My girlfriend just got an apartment and it has wireless internet set up around but her signal is always poor. Everynow and then it will jump up to 2 bars instead of the normal just 1 but not for long. The internet works pretty good but sometimes it just loses the connection which can be annoying. I need a way to make the wireless signal stronger so it wont cut off on me at random times. 

Thanks!


----------



## SoePayLay

Here is the 10 tips from microsoft:

10 tips for improving your wireless network

1. Rethink the location of your router. This may seem easy and obvious, but if you haven’t tried it yet, what are you waiting for? In order for the router to broadcast the best signal and receive replies from your computer(s), it should have free space all around. Don’t place your router underneath furniture, on the bottom shelf of a bookcase, behind a desk, next to metal cabinetry, or in the far corner of a room if you need to reach other rooms. If possible, place the router on an open table to improve its capabilities. Try keeping it near a doorway if the wireless signal in adjacent rooms is weak. This will require some experimentation, but relocating your router is free and only takes a few minutes.

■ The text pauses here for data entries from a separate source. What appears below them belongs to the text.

PR #7954, opened 2018-02-24
cleaner fix for Issue 18480 - dmd hangs with self-alias declaration

MartinNowak:
- fixed by detecting `alias sym = sym;` during semantic
- small adoption of assertion in mostVisibleOverload to deal with
  alias error expression (type = Type.terror) in overload

see #7930 for previous workaround


MartinNowak:
FYI @timotheecour and @RazvanN7, also see https://github.com/dlang/dmd/pull/7930#issuecomment-368267710.

JinShil (approved):

JinShil:
Thanks, @MartinNowak

ibuclaw (approved):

2. Update the drivers for your network adapter. Especially if your computer is a few years old (as mine was when I experienced a problem in a new home), download fresher drivers. Confused? Fear not. Drivers are simply a special type of software that allows devices - like a wireless adaptor in your laptop - to communicate with the rest of your computer. Go to Control Panel > System > Hardware Tab > Device Manager. You’ll see a list of all your devices, including your wireless network adapter. Right click on the adapter and pursue the driver update, following the prompts. When I updated the drivers for my own network adaptor, I was able to improve my computer’s response to the home wireless signal.

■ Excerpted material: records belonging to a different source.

PR #7958, opened 2018-02-25
[dmd-cxx] Fix warnings when building with all enabled in GCC

ibuclaw:
In GDC tree, the default compiler warnings are:
```
-W -Wall \
-Wno-narrowing \
-Wwrite-strings \
-Wcast-qual \
-Wno-long-long \
-Wno-variadic-macros \
-Wno-overlength-strings \
-fno-common
```
And no complaints come from the compiler.

In DMD tree, building with `ENABLE_WARNINGS=1` is now mostly silent, save for the backend and other non-shared frontend sources.


src/ctfeexpr.c
```diff
@@ -1562,7 +1560,7 @@ Expression *ctfeIndex(Loc loc, Type *type, Expression *e1, uinteger_t indx)
         StringExp *es1 = (StringExp *)e1;
         if (indx >= es1->len)
         {
-            error(loc, "string index %llu is out of bounds [0 .. %llu]", indx, (ulonglong)es1->len);
+            error(loc, "string index %llu is out of bounds [0 .. %llu]", (ulonglong)indx, (ulonglong)es1->len);
             return CTFEExp::cantexp;
```
dkgroot: @ibuclaw 
For size_t related elements it is better to use %zu / %zd etc.
ie:
```
size_t x = ...;
ssize_t y = ...;
printf("%zu\n", x);  // prints as unsigned decimal
printf("%zx\n", x);  // prints as hex
printf("%zd\n", y);  // prints as signed decimal
```
These will adapt automatically to the platform dependent size of size_t.

dkgroot (changes requested):
@ibuclaw Thanks a lot for these changes !

src/ctfeexpr.c
dkgroot: @ibuclaw: I did the same kind of fixes you did (using %zd in my case), just moments before you posted this PR. If you like i can attach the diff here.

wilzbach (approved):
Whenever you are ready.
Do you want to add the appropriate flags to `posix.mak`?
(For `dmd-cxx` being bug fixes only this is quite an effort though)

src/ctfeexpr.c
ibuclaw: @dkgroot - Lets just stick to `%l` or `%ll`.  The explicit casts are just a formality anyway.

src/expression.c
```diff
@@ -1928,7 +1888,7 @@ bool functionParameters(Loc loc, Scope *sc, TypeFunction *tf,
 
                 /* Declare temporary 'auto __pfx = arg' (needsDtor) or 'auto __pfy = arg' (!needsDtor)
                  */
-                VarDeclaration *tmp = tmp = copyToTemp(0,
+                VarDeclaration *tmp = copyToTemp(0,
```
ibuclaw: The typo's that warnings found. :-)

ibuclaw:
> (For dmd-cxx being bug fixes only this is quite an effort though)

Bug fixes slash gdc mirror. ;-)

src/ctfeexpr.c
dkgroot: Ok, it was just a suggestion.
Getting those compiler warnings silenced is the main objective

ibuclaw:
@wilzbach - Added warnings as per 18126.  There's a slight tightening of warnings for the frontend sources, and a loosening of the glue sources, that is loosened further with the backend.

Also added `ENABLE_WERROR` and `ENABLE_WFORMAT`.

Tested locally using `ENABLE_WERROR=1` and `ENABLE_WARNINGS=1 ENABLE_WERROR=1` with both g++ and clang++ as the set compiler.

ibuclaw:
@wilzbach - Shall we merge and move on?

PetarKirov (approved):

3. Reduce wireless signal interference or change the channel. The average 900 MHz cordless phone won’t cause any problems for a home wireless signal, but certain other wireless devices, including higher-end phones, might hamper the signal because they operate in the same section of the S band as wi-fi: 2.4 GHz. You can also try changing the channel by accessing the router’s page and making a switch. See your router’s instruction guide for more details.


----------



## nikeman

the thing is that she dosnt have a router. Its just a wireless signal she picks up from the apartment that I think everyone in the little apartment complex gets but hers is always poor. I was thinking more along the lines that she would need something like a repeater but I dont know for sure and if that is what she needs I dont know where to buy one for cheap ($80 or less) or if all of them will work..


----------



## SoePayLay

Can I know the model of the Wireless Network Adapter.
If we can extend by adding more *dpi gain antenna would be great. And hope cheaper to buy a Repeater or an Extender.

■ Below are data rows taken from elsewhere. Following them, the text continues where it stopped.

PR #7959, opened 2018-02-26
Fix Issue 17373 -  traits getOverloads + multiple interface inheritan…

RazvanN7:
…ce only see one of the interfaces' overloads

Interface inheritance does not create an OverloadSet for overloaded methods in different inherited interfaces. This caused traits(getOverloads) to report incorrect answers. In order to fix this I added a test so that if the symbol passed to traits is a interface declaration, all the inherited interfaces are checked to see if they add a new overload. In order to avoid counting functions with the same signature, but located in different inherited interfaces, I am using a hashtable which stores the function mangled signature.

### DIFF
--- a/src/dmd/traits.d
+++ b/src/dmd/traits.d
@@ -923,7 +923,33 @@ extern (C++) Expression semanticTraits(TraitsExp e, Scope* sc)
                     ex = dve.e1;
             }
 
-            overloadApply(f, (Dsymbol s)
+            bool[string] funcTypeHash;
+
+            /* Compute the function signature and insert it in the
+             * hashtable, if not present. This is needed so that
+             * traits(getOverlods, F3, "visit") does not count `int visit(int)`
+             * twice in the following example:
+             *
+             * =============================================
+             * interface F1 { int visit(int);}
+             * interface F2 { int visit(int); void visit(); }
+             * interface F3 : F2, F1 {}
+             *==============================================
+             */
+            void insertInterfaceInheritedFunction(FuncDeclaration fd, Expression e)
+            {
+                auto funcType = fd.type.toChars();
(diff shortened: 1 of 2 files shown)


src/dmd/traits.d
```diff
@@ -923,7 +923,34 @@ extern (C++) Expression semanticTraits(TraitsExp e, Scope* sc)
...
+             * interface F3 : F2, F1 {}
+             *==============================================
+             */
+            void insertInterfaceInheritedFunction(FuncDeclaration fd, Expression e)
+            {
+                bool yes = true;
+                auto funcType = fd.type.toChars();
+                auto len = strlen(funcType);
+                //printf("%s - %s\n", fd.toChars, fd.type.toChars());
+                if (!funcTypeHash.lookup(funcType, len))
```
wilzbach: 1) Why don't you use D strings and a normal hashmap?
2) `toChars` is a bit of an anti-pattern. Why don't you just insert the `type` directly?

RazvanN7: Type is a class that does not have `opEquals` and `toHash` defined.

JinShil:
@RazvanN7 Please look into the Jenkins failures.

RazvanN7:
@JinShil Jenkins is green now.

JinShil (approved):

wilzbach:
This PR broke Vibe.d's complex `InterfaceProxy` generation and thus breaks Vibe.d in general.

https://github.com/vibe-d/vibe.d/issues/2181

It's a shame no one noticed this before 2.081 (Vibe.d was disabled on the project tester due to issues with the dub registry at the time of this PR).

wilzbach:
See also: https://issues.dlang.org/show_bug.cgi?id=19064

If there are many other sources of interference (microwave ovens, cell phones, etc.), and/or other services or WiFi users, operating in both the same vicinity, and in the same frequency range (2.4 - 2.5 Ghz for 802.11g) as the WiFi router, an extender/repeater may make little difference.

You can try D-link *DWL-800AP+* extender (repeater), or a similar model from LinkSys, the *WRE54G*
Both cost aroung 80 bucks.

"Does a lower signal strength always mean a lower connection speed?"

The short answer is no, not unless the S/N (signal-to-noise) ratio significantly increases the BER, or there is packet loss (requiring the data be resent), due to momentary loss of signal (drop-outs), caused by interference or other factors.

*A ratio, measured in decibels, of the effective gain of an antenna compared to an isotropic antenna. The greater the dBi value, the higher the gain and, as such, the more acute the angle of coverage.


----------



## nikeman

it is a Belkin USB wireless network adaptor plugged into her laptop. That D-Link is pretty much exactly what I had in mind.. I am not quite sure how it works though. I think i looked at this before and i read that you have to aim it towards the router or something and i am not sure exactly where to aim it. I get the poor signal mainly on one side of the apartment which happens to not the wall beside her neighbor.. Can I just put it anywhere in the apartment where i get the signal?


----------



## SoePayLay

How about this?
Wireless G Universal Range Extender 

Did you test all the corner of your apartment to see where you get the best signal and better connection, less drops. Better put your repeater there.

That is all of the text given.